For years, I’d seen the Medieval Manor as I drove down I-93. It’s a roadside curiosity, like a hitchhiker or a hooker, and sooner or later, you’ve got to pull over and ask for directions.

Since 1972, the Medieval Manor has promised a raunchy romp through the Middles Ages. I’m all for bawdy humor, but I’ve never been one for the classics. In school we read The Canterbury Tales, a text pretty much designed for the teenage boy—all farts and sex. I found it mind-numbing. Even the kids who made swords out of PVC piping were bored.

However, I appreciated the tome’s enthusiasm for ale. And as my friends and I settled into our communal table on a blustery winter’s night, we were delighted to learn from our “primary beer wench” that flagons came in both light and dark varieties: Busch Light or Michelob Amber Bock. OK, so there’s no mead on tap. Authenticity isn’t what you’re paying for, a point hammered home when the court jester introduced himself with a penguin masturbation joke and our wench removed the lid from our appetizer: medieval pita pizza.

As we merrily crunched away, the festivities began with a rousing guitar number from the minstrel Bill. (The jester calls himself Squeegee and there’s an oaf named Sponge, but apparently Bill is a proud man.) The show proceeds in stages, as the cast, led by a king dressed regally in black tights, performs songs and skits until it’s time to eat another course with your bare hands. After a winning spot of repartee concerning the queen’s butt, faux dragon soup was ladled from a metal bucket.

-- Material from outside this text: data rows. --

PR #21803, opened 2026-09-22
Refuse to publish an older deploy over a newer one

CamSoper:
### Proposed changes

Production deploys can publish an **older** commit over a newer one, silently, and nothing detects it. This adds a guard that refuses.

#### The mechanism

`scripts/sync-and-test-bucket.sh` builds a per-run S3 origin bucket and writes `./origin-bucket-metadata.json` naming it. `infrastructure/index.ts` reads that file at program load (~line 220) and feeds `.bucket` into the CloudFront distribution's origin (~line 236, and the `origins` block at ~1170). **So `pulumi up` on `www-production` IS the publish step** -- it swings the live origin to whatever the local metadata file happens to name. It reads only `.bucket`; the `timestamp` and `commit` the sync script also writes are ignored, and nothing anywhere compares the incoming build against what is already live.

Deploys are serialized only probabilistically. `scripts/await-in-progress.js` waits for runs with a **lower** run id and gives up after 45 minutes. An older run that outlives that cap -- or that was invisible to the turnstile -- reaches `pulumi up` after a newer run has already published, and the origin flips backwards. The site then serves older content until the next push or one of the three daily scheduled rebuilds, which across the overnight gap between the 4:23pm and 7:17am slots is up to ~8 hours.

Nothing catches it. `post-deployment-health-check.yml` runs only on success and checks liveness, never which commit is live. #21789 makes this both more reachable and quieter: retrying a `pulumi up` that failed with `[409] Conflict` turns a run that used to fail loudly into one that can succeed late and regress the site with every run green.

I verified each link in that chain against the code before writing anything -- see "How I verified it fires" below for the part that matters most.

#### What this does

`scripts/check-publish-ordering.js` runs immediately before `pulumi up` in `run-pulumi.sh` (and in `laptop-deploy.sh`). It compares the incoming build's **GitHub Actions run id** against the run id of the bucket the stack currently names as its origin, and on production it exits 1 rather than let an older run publish.

Run ids are now recorded in the metadata document, which grows two fields:

```diff
 {
     "timestamp": 1758400000000,
     "commit": "a1b2c3d4...",
+    "runId": 35266996109,
+    "runAttempt": 1,
     "bucket": "www-production-pulumi-docs-origin-push-a1b2c3d4-k3f9j2",
     "url": "http://..."
 }
```

The `printf` block that built that JSON inline moved to `render_origin_bucket_metadata()` in `common.sh`, so the document's validity is unit-testable without a full site build. `runId`/`runAttempt` are JSON numbers or `null`, never strings.

### Design choices, and what I rejected

**Ordering key: run id.** Run ids are assigned by GitHub, strictly increasing per repo, and need no clock and no git history. They are also *precisely* the ordering `await-in-progress.js` already promises ("a run only ever waits for runs with a LOWER id"), so this enforces at publish time the invariant the turnstile tries to arrange at queue time. Enforcing the same invariant twice at two different points is the whole idea -- the turnstile can fail open, this can't.

- **Rejected: wall-clock `timestamp`.** It's written when the sync finishes, not when the publish happens, so a slow early run can carry a *later* timestamp than a fast later one and sail straight through a naive "reject older timestamp" check -- while two runners a few seconds out of sync fail one that should pass. It's kept as a **warn-only** secondary signal for when run ids aren't available on both sides, which is exactly the rollout window.
- **Rejected: commit ancestry (`git merge-base --is-ancestor`).** Most semantically correct, and unusable here. `testing-build-and-deploy.yml` checks out at the default depth of 1, so the history isn't there. `staging-deploy.sh` dispatches that workflow at arbitrary **PR branch refs**, where "is an ancestor of master" is false for entirely healthy deploys. And force-pushes break it. (Production does have `fetch-depth: 0`, so it's available *there* -- but a guard that works on one of two deploy paths and needs a second mechanism for the other is worse than one rule that works on both.)

**Source of truth for "what is live": two reads, each authoritative for its half.**

1. *Which* bucket is live -> the stack's own `originS3BucketName` output. Written by the same `pulumi up` that swings the origin, so it can't disagree with the distribution short of hand-edited state.
2. *What's in it* -> `metadata.json` read directly out of that bucket over S3. The sync script uploads a copy into every bucket it builds, so the bucket describes itself. That stays correct even after a manual pin, and it's uncached.

- **Rejected: `https://www.pulumi.com/metadata.json`.** Not for the obvious reason -- that path has its own zero-TTL cache behavior in `index.ts`, so it isn't edge-cached. The problem is a layer down: swinging the origin is a CloudFront **distribution config** change, and those take 15-20 minutes to propagate (this repo's own docs say so). For that whole window the public endpoint can still answer from the previous origin -- and that window is exactly the one this check runs in, since the race it detects is two deploys minutes apart. Of the three candidates it's the only one that's systematically stale precisely when it's being asked.
- **Rejected: stack outputs alone** (exporting commit/runId from `index.ts`). One read instead of two, but it's the variant the "stale after a manual change" failure mode actually bites: pin `originBucketNameOverride`, run `up`, and the bucket output and the metadata outputs describe different things. Reading the bucket's own copy can't desync.

**Scope.** Keyed off the stack name, because a rule that's right for production is wrong for a scratch environment:

| Stack | Behavior | Why |
| --- | --- | --- |
| `www-production` | **abort** (exit 1) | The live docs site. Silent, site-wide, persists for hours. |
| `www-testing` | **warn** (`::warning::`, continue) | Deploys here are *deliberately* unordered: `/deploy-staging` dispatches at PR branch refs and "next merge to master resets pulumi-test.io" is documented behavior. Failing those would make the lane flaky for a reason the PR author can't act on. Blast radius is one reviewer's preview. |
| dev stacks, `staging`, PR previews | **skip** | Single owner, no ordering to violate. PR previews run `pulumi preview`, never `up`. |

`resolveMode()` is unit-tested against the literal stack names, including a case asserting that bare `"production"` does **not** match -- `sync-and-test-bucket.sh` has a latent instance of exactly that bug today (it compares `stack --show-name` against `"production"` while the stack is named `www-production`, so its bucket-tagging branch never fires). Not fixing that here; flagging it as a follow-up.

**Abort vs. warn on production.** Abort, and the usual objection doesn't apply. "Abort" normally means somebody has to understand something at 2am; this one doesn't, because **when the guard fires, the content that should be live already is** -- a newer run published it. The losing run has nothing to contribute. Whoever reads the red build confirms the named live origin looks right and closes the tab. That's why the message leads with it in as many words rather than making you infer it:

```
=================================================================
  This deploy would move the live site BACKWARDS. Stopping.
=================================================================

  incoming: www-production-...-push-aaaaaaaa-fqwwnrm2, commit aaaaaaaa, run 35266933458
  live:     www-production-...-push-bbbbbbbb-fqwwnrm9, commit bbbbbbbb, run 35266996109

  run 35266933458 would publish over run 35266996109, which is newer and already live.

  Nothing is broken and nothing needs fixing right now. A newer run
  already published, so the site is serving the content it should be.
  This run raced it, lost, and is being stopped before it can undo the
  result. Confirm the live origin above looks right and you are done.
  ...
```

**Failing open.** Every unknown resolves to "allow, and say so": no prior deploy, a cleaned-up live bucket, missing or unparseable metadata, a metadata file with no run id (which is what every bucket built before this lands looks like -- it self-heals after one deploy). The one thing that does *not* fail open is not knowing which stack we're publishing to: that exits 2, because a silently skipped check reads exactly like a passing one.

The happy path logs too, deliberately -- `publish-ordering: OK -- run 102 is newer than the live run 101` plus both sides -- so "is this thing actually running?" is answerable from any deploy log.

### The rollback escape hatch

**The ordinary rollback is unaffected and needs nothing.** `git revert` and push produces a *new* commit in a *newer* run, so it's newer by this check's reckoning and publishes normally. Same for pinning `originBucketNameOverride` (Method 2 in BUILD-AND-DEPLOY.md), which the check skips outright since the metadata file isn't what gets published in that case.

The only rollback it stops is re-publishing an *older* build **as-is** -- re-running an earlier "Build and deploy" run, or dispatching at an older ref. `originBucketNameOverride` is the wrong lever for that: it's sticky config that has to be remembered and unset, which is a bad thing to hand someone under pressure. So it gets a companion:

- A `workflow_dispatch` input on "Build and deploy": **"Publish even if a newer deploy already published"**. Check the box, run the workflow, done.
- `ALLOW_OUT_OF_ORDER_PUBLISH=true` in the deploy environment, for anything not going through that form.

Both are named in the failure message, so nobody has to remember either. GitHub renders an unchecked boolean input as the *string* `"false"`, so presence isn't enough -- there's a test for that specifically.

### How I verified the guard actually fires

A guard that never fires is worse than none, so this got three passes, not one.

**1. Direct execution against a staged regression.** Fake `pulumi`/`aws` on `PATH`, a live bucket at run `35266996109`, an incoming build at run `35266933458` (the two run ids from the 2026-09-17 collision in `await-in-progress.js`'s header):

| Scenario | Exit | Output |
| --- | --- | --- |
| production, older over newer | **1** | the `BACKWARDS` block above + `::error::` |
| production, newer over older | 0 | `OK -- run 35266996109 is newer than the live run 35266933458` |
| `www-testing`, same regression | 0 | `::warning::... Not failing the deploy` |
| dev stack `christian` | 0 | `no shared publish ordering to protect. Skipping.` |
| no `pulumi` on PATH at all | **2** | `Refusing to guess: a skipped check reads exactly like a passing one.` |

**2. Mutation testing**, because passing tests only prove the tests pass. I broke the guard three ways and confirmed the suite catches each:

| Mutation | Result |
| --- | --- |
| `decidePublish` always returns `regression: false` | **6 failures**, incl. the end-to-end exit-1 test |
| `publish_run_id()` always returns `null` (ordering key never recorded) | **2 failures** |
| `MODES_BY_STACK` keyed on `"production"` instead of `"www-production"` | **10 failures** |

That third one is the realistic bug -- it's the mistake already sitting in `sync-and-test-bucket.sh` -- and it's the one that would produce a guard that runs on every deploy and never fires.

**3. The suite itself**: 33 new tests in `scripts/check-publish-ordering.test.js`, picked up by `run-unit-tests.sh` and so by `make test`, in three layers:

- `decidePublish()` as a pure function: newer/older/equal run ids, same commit, same bucket, missing run id, timestamp skew.
- `main()` with injected deps: stack scoping, both escape hatches, the pin, and every way live state can be unavailable (no output, unreadable bucket, non-JSON body, pre-rollout metadata with no run id).
- One **end-to-end subprocess run of the real script** asserting `exit 1` and the message, since layers 1 and 2 both stub out the part that does the firing. Modelled on `scripts/deploy-bucket-naming.test.js` -- no network, no AWS, no Pulumi backend.

Plus four tests on `render_origin_bucket_metadata()` itself, including one asserting the document stays parseable when `GITHUB_RUN_ID` is garbage (the values are interpolated unquoted so consumers read numbers, so a non-numeric value would emit JSON that breaks the ordering check, `list-recent-buckets.sh`, and the cleanup retention window together).

`infrastructure/` has no test tooling that fits this -- its only suite is `test-support-form`, a `tsc`-then-`node --test` pass over `support-form/*.test.ts` gated by `check-test-suites-compiled.js`, and the guard has no business being a Lambda-adjacent TypeScript module. It's plain Node in `scripts/`, matching `await-in-progress.js`.

**`make lint`**: clean (1794 files parsed, 0 errors; prettier clean). **`./scripts/run-unit-tests.sh`**: 100/100 (67 existing + 33 new). `make test`'s `test-programs` half needs Hugo and a network, so it wasn't run here.

### What this doesn't cover

- **A newer run whose `pulumi up` is still in flight.** Its outputs aren't written yet, so this reads the pre-race state and allows. That case is already handled loudly by the Pulumi stack lock (`[409] Conflict`). This covers the case the lock can't: a newer run that has already finished.
- **`pulumi up` typed by hand**, or `deploy-dev-stack.sh` (dev stacks are out of scope anyway). The guard sits in `run-pulumi.sh` and `laptop-deploy.sh`.
- Worth noting `laptop-deploy.sh` has an unconditional `exit` partway through today, so its deploy path is dead code. The call is placed where it belongs regardless; not touching that `exit` here.

### Notes for reviewers

- **Interaction with #21789.** That PR retries `pulumi up` on `[409] Conflict`. When it lands, this call belongs **inside** the retry loop, not above it -- the run that won the conflict is exactly the newer run this exists to avoid overwriting, so a single pre-loop check would be stale by the time the retry succeeds. It's cheap and idempotent, so per-attempt costs nothing. There's a comment at the call site saying so; whoever resolves the merge should read it.
- **A `concurrency:` group on `build-and-deploy.yml`** would eliminate out-of-order publishes by construction rather than probabilistically, and is the better long-term fix. It was considered and deferred as a larger change. This stands on its own either way: if the concurrency group lands, this becomes a cheap assertion that it's working, which is worth keeping -- the turnstile was also supposed to make this impossible.
- **Follow-up:** `sync-and-test-bucket.sh` compares `pulumi stack --show-name` against `"production"` while the production stack is named `www-production`, so its bucket-tagging branch is dead. Out of scope here; happy to file it.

“They didn’t have celery in the Middle Ages,” said my friend Casey, suddenly looking for historical accuracy as Squeegee referenced the iPod.

“How do you know?” I whispered.

“I was an art history minor.”

Oh, well there’s no arguing that. Please, have some more of the dark.

It’s all a bit ridiculous, but supping from my own bowl, I found it easy to tumble into the revelry. Save for a group of stone-faced dunces in the front row sipping pink lemonade and looking like serfs who’d lost their cows to famine, we all were getting into the spirit. The king decreed, “Eat, drink and be merry,” and we obeyed.

Still, it’s not all frivolity. The show hits a low point when the wenches gather for an anti-war ballad. If anything, it could have used a sword fight or two. But the formula must be working, as the content and the cast rarely change. I can’t commit to a channel, yet here’s a man who’s spent 19 years as Squeegee, a man who smiled as he shared a post-performance beer with his king and accepted a pickled thanks from us.

“I liked our wench,” said my friend Adam later, as we discussed the show’s merits. “I would recommend it, as a Bostonian, as something to knock off your checklist. But I was looking forward to the old English arts, thys and thous. That was my one letdown.”

I found the omission a blessing and hereby decree: If Chaucer isn’t your thing, the Medieval Manor might be.